Later, when Kane found me crying in the garden where Raymond and I used to play as children, his presence was the only thing that kept me from falling apart completely. He sat beside me on the stone bench without a word, his strong arms pulling me against his chest.
"He's gone, isn't he?" I asked through tears. Finally voicing the truth I'd been avoiding. "The Raymond I knew, the boy I grew up with—he's dead."
Kane's arms tightened around me. His voice was rough with shared pain when he spoke. "I'm sorry. I'm so sorry."
The grief was overwhelming. It was sharper in some ways than if Raymond had actually died. At least then I could have mourned him properly. I could have honored the good memories without having his face walking around wearing a stranger's soul.
"I spent so long loving a ghost," I whispered against Kane's chest. My tears soaked through his shirt. "Someone who stopped existing years ago, maybe even before Giana arrived. I just refused to see it."

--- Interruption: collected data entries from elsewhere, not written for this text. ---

PR #994, opened 2015-10-23
Convert director.yml.erb to use top level JSON.dump

hashmap:
JSON.dump doesn't work for strings in ruby 1.9.3, also escaping is
required for each property. This fix constructs ruby hash and then
convert it to JSON/YAML by a single JSON.dump call.

Also additional test for vsphere was introduced to catch conversion
errors. Verified on AWS, verification on the rest of CPIs is required.

[#104923910] (https://www.pivotaltracker.com/story/show/104923910)

### DIFF
--- a/release/jobs/director/templates/director.yml.erb.erb
+++ b/release/jobs/director/templates/director.yml.erb.erb
@@ -1,438 +1,534 @@
----
-name: <%= p('director.name') %>
-port: <%= p('director.backend_port') %>
-encryption: <%= p('director.encryption') %>
+<%=
+params = {
+  'name' => p('director.name'),
+  'port' => p('director.backend_port'),
+  'encryption' => p('director.encryption'),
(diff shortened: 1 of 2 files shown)


allomov:
Thank you @hashmap. Looks much more better for me. 

It seems it will fix this issue https://github.com/cloudfoundry/bosh-init/pull/46 with bosh-init.

hashmap:
@allomov yes, I was able to deploy bosh using bosh-init with ubuntu 14.04 default ruby (1.9.3)

allomov:
I think it would be better to add 1.9.3 ruby version to [this list](https://github.com/cloudfoundry/bosh/blob/master/.travis.yml#L13) in `.travis.yml` to be sure nothing is broken by upcoming changes.

cppforlife:
Merged.

PR #1046, opened 2015-11-30
Bosh uses db instead of redis to keep locks, task state

hashmap:
This patch implements DB backend for locks, includes:

- New Sequel Model and migration script
- Changes in lock.rb and tests
- Changes in Lock Controller and tests

Also this patch replaces Resque.enqueue and Resque workers with DJ, includes:
- migration script to support DJ Sequel model
- changes in director_service.rb to support monitoring worker state in DB
- changes in bosh-director-drain-workers and new bosh-director-worker-dj
- DBJob class as a layer between Director jobs and DJ. DJ requires to enqueue real job instances,
      Director job runner works with job class names. DBJob allows to solve this problem initially,
      having job class name as instance variable. JobQueue and tests were changed accordingly
- change in bosh release building logic was required (GemComponents),
      because link to delayed_job_sequel as git source in Gemfile won't lead to generate automatically gem.
      In process of copying gems if any gem doesn't exist, it tries to get gem_path and build this gem from source

Also all references to Redis were removed from release and config files.

[#106964214] (https://www.pivotaltracker.com/story/show/106964214)


bosh-director/lib/bosh/director/job_queue.rb
```diff
@@ -2,13 +2,15 @@
...
 
-  # Abstracts the resque system.
+  # Abstracts the delayed jobs system.
 
   class JobQueue
     def enqueue(username, job_class, description, params)
       task = Api::TaskHelper.new.create_task(username, job_class.job_type, description)
 
-      Resque.enqueue(job_class, task.id, *params)
+      Delayed::Worker.backend = :sequel
```
cppforlife: should this be set everytime we enqueue?

PR #1057, opened 2015-12-04
X Windows must not be enabled unless required.

zhang-hua:
[#98978178]

Signed-off-by: Zhou Xing <xingzhou@cn.ibm.com>


cppforlife:
@zhang-hua instead of configuring files let's just check that x server is not installed.

zhang-hua:
@cppforlife , okay! will update it.

PR #1062, opened 2015-12-10
Fixing problem with skip_drain option for changing job(deployment) state

barthy1:
Earlier it worked only for changing job instance state.

See PR https://github.com/cloudfoundry/bosh/pull/1015

[#100244046](https://www.pivotaltracker.com/story/show/100244046)


cppforlife:
@barthy1 Any tests that can be added to catch this?

PR #1065, opened 2015-12-11
Show error message if static ip is not found.

fabianschwarzfritz:
When a use selects a static ip that is not within the network's subnets
we show an error message.

### DIFF
--- a/bosh-director/lib/bosh/director/deployment_plan/manual_network.rb
+++ b/bosh-director/lib/bosh/director/deployment_plan/manual_network.rb
@@ -45,7 +45,11 @@ module Bosh::Director
       def reserve(reservation)
         reservation.reserved = false
         if reservation.ip
-          find_subnet(reservation.ip) do |subnet|
+          subnet = find_subnet(reservation.ip)
+          puts subnet.class
+          if subnet.nil?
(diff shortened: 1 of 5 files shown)


fabianschwarzfritz:
Hi cf folks,
I cannot see the codeclimate result, how can I see what the issue is?
Cheers,
Fabian

cppforlife:
You cannot see codeclimate result after logging in? (I wouldnt bother doing much about codeclimate result as it is something that we use as a global metric).

We are also about to merge change to networking which makes this error show up as:

```
Are you sure you want to deploy? (type 'yes' to continue): yes

Director task 217
  Started preparing deployment > Preparing deployment. Failed: Job 'db3' with network 'private' declares static ip '11.10.64.124', which belongs to no subnet (00:00:00)

Error 150002: Job 'db3' with network 'private' declares static ip '11.10.64.124', which belongs to no subnet

Task 217 error
```

Is that acceptable error message in your opinion?

fabianschwarzfritz:
Hi @cppforlife ,
thanks for the response! I think the error message is all right :smile: . 
I'll close this pull request then.
Cheers,
Fabian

Kane's hands stroked my hair gently. His touch offered comfort without trying to rush me through the pain. "Sometimes we have to grieve the living. Sometimes that's harder than mourning the dead."
We talked about loss and acceptance as the sun set around us. Kane shared how he'd grieved his parents and the life he'd thought he'd have. His understanding helped me process the complex emotions of losing someone who was still physically present.
"I think part of me always knew," I admitted as darkness fell. "Even before the magic, even before Giana. The Raymond I fell in love with as a child was disappearing piece by piece. I just kept hoping I could bring him back."
"You can't save someone who doesn't want to be saved," Kane said gently. "And you can't love someone back into existence."
When he made love to me that night in the moonlit garden, it felt like finally letting go of the past and embracing the present. In Kane's arms, I found a peace I'd never experienced with Raymond, even in our happiest moments.
His touch was reverent, worshipful. As if he understood the significance of this moment. Every kiss was a promise of new beginnings. Every caress was a celebration of what we could build together.
"I love you," I whispered in the quiet aftermath. The words came naturally, inevitably, like water finding its course.
For a moment, Kane's entire body went still beneath me. His breathing stopped as if my words had frozen him in place. Then he pulled away, his walls slamming back up with devastating force.
"We shouldn't have let this get so complicated," he said. His voice was cold and distant, nothing like the warm, gentle man who'd been holding me moments before.
The rejection cut deeper than any physical wound. Especially after the emotional vulnerability I'd just shared. Just when I thought I'd found my future, Kane had torn it away, leaving me more alone than ever.